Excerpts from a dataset
"""

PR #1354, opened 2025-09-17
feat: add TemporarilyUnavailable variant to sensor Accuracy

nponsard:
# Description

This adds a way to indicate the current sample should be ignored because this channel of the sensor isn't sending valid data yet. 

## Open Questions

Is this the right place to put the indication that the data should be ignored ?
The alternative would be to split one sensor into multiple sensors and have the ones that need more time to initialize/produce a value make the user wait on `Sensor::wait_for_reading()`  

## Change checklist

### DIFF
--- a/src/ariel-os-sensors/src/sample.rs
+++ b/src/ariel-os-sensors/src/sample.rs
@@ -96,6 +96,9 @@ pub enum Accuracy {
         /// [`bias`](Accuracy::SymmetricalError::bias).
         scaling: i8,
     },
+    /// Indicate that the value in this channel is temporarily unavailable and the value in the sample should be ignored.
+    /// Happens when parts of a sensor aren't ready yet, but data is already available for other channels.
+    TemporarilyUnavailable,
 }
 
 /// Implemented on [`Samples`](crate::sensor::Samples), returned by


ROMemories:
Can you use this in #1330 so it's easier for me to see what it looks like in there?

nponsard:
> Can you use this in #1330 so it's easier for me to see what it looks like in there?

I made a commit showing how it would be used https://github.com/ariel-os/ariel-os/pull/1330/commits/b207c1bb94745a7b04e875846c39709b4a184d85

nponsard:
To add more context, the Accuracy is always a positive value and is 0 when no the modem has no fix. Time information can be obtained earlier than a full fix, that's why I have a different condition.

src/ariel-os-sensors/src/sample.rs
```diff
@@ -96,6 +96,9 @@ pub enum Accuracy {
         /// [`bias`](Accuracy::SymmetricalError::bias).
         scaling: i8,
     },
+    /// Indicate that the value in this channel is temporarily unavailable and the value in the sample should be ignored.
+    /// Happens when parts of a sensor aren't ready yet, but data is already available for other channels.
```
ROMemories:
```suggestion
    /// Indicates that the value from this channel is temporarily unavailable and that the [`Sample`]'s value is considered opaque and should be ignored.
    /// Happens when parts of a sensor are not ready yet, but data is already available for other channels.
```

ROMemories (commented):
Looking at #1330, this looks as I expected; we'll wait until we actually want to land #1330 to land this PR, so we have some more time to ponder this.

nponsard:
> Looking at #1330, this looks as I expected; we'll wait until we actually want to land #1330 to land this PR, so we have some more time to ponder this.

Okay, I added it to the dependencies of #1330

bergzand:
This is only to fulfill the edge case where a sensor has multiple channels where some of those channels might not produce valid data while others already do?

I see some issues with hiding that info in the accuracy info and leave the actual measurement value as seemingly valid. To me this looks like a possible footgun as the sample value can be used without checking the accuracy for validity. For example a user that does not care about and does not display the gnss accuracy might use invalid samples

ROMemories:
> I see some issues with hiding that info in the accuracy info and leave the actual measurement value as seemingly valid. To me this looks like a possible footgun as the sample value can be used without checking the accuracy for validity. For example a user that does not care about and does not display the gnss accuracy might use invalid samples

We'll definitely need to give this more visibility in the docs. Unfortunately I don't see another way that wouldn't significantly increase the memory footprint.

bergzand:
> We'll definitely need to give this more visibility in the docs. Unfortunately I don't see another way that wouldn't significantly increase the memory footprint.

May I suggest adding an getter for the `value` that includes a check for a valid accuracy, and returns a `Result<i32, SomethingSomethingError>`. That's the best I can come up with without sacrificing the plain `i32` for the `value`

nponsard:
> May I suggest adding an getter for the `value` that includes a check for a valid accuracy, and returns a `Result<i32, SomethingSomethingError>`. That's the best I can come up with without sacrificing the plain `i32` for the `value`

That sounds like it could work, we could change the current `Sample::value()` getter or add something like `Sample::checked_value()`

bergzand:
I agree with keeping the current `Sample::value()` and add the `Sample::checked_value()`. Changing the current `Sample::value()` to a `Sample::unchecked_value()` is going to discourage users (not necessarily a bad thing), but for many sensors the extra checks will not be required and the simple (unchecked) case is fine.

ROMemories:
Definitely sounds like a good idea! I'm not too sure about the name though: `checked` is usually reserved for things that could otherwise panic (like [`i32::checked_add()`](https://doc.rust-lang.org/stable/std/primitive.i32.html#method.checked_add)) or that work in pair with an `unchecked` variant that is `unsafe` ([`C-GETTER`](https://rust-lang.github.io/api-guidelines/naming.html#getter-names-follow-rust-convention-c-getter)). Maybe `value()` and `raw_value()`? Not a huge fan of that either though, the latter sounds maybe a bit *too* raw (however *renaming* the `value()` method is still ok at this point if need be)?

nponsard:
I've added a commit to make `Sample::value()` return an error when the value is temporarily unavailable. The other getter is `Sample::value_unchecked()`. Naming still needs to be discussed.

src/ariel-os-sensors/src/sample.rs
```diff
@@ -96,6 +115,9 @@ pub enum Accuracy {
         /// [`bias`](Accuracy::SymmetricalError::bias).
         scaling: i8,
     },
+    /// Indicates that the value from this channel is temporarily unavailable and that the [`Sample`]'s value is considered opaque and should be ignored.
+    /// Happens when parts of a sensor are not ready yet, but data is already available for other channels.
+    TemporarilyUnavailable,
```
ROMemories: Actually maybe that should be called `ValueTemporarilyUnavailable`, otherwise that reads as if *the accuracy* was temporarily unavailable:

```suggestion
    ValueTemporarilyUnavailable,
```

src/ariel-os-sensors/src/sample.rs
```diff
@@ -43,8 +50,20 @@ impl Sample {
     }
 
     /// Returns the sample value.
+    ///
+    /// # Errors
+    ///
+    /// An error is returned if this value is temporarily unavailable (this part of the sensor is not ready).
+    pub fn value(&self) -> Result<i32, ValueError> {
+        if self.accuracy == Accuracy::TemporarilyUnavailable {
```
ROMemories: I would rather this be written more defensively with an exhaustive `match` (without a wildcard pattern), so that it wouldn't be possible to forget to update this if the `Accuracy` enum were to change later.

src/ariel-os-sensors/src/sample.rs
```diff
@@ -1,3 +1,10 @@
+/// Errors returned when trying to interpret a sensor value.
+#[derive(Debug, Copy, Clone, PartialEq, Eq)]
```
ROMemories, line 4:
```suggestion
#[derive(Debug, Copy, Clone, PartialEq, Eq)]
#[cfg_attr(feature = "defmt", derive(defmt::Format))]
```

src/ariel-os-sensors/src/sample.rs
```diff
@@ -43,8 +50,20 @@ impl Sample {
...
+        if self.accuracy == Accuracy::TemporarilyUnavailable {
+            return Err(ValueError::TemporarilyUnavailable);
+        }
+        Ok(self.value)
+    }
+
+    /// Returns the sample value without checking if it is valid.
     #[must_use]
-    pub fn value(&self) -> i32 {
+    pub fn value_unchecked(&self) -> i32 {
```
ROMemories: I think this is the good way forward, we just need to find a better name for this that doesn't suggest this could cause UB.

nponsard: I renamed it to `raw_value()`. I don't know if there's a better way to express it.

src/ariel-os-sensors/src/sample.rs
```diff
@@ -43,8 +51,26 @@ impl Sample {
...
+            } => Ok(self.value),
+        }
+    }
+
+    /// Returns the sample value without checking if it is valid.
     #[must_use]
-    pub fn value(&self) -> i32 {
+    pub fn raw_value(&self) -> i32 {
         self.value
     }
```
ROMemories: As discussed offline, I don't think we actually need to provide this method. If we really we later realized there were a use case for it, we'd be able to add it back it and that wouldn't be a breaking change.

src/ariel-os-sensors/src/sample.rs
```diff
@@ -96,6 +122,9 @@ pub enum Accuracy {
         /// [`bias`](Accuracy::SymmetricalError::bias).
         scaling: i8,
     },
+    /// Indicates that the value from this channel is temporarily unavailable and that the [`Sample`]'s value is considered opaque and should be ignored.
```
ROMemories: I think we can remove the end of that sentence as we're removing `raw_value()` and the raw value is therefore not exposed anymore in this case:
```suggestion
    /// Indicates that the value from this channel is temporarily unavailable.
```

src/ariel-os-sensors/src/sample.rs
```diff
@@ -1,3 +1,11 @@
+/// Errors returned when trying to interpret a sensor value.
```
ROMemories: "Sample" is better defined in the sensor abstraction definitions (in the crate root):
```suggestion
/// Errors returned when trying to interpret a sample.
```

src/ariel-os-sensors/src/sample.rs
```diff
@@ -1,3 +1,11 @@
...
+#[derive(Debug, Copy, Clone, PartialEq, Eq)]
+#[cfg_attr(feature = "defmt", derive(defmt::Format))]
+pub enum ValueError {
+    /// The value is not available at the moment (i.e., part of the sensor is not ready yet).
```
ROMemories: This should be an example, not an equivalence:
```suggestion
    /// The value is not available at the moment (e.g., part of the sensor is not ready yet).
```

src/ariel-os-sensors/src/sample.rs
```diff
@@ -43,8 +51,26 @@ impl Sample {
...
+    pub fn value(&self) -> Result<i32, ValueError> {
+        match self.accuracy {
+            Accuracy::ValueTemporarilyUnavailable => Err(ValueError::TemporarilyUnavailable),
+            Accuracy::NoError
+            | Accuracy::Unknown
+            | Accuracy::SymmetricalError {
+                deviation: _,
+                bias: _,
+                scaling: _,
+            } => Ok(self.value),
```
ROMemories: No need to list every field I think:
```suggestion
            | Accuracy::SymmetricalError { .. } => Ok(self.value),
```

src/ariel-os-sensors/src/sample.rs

"""

== ACTIVITY ==
From the records above, print exactly the lines that run from the line with "Definitely sounds like" to the line with "I've added a", inclusive.

== ANSWER TO THIS PROBLEM ==
Definitely sounds like a good idea! I'm not too sure about the name though: `checked` is usually reserved for things that could otherwise panic (like [`i32::checked_add()`](https://doc.rust-lang.org/stable/std/primitive.i32.html#method.checked_add)) or that work in pair with an `unchecked` variant that is `unsafe` ([`C-GETTER`](https://rust-lang.github.io/api-guidelines/naming.html#getter-names-follow-rust-convention-c-getter)). Maybe `value()` and `raw_value()`? Not a huge fan of that either though, the latter sounds maybe a bit *too* raw (however *renaming* the `value()` method is still ok at this point if need be)?

nponsard:
I've added a commit to make `Sample::value()` return an error when the value is temporarily unavailable. The other getter is `Sample::value_unchecked()`. Naming still needs to be discussed.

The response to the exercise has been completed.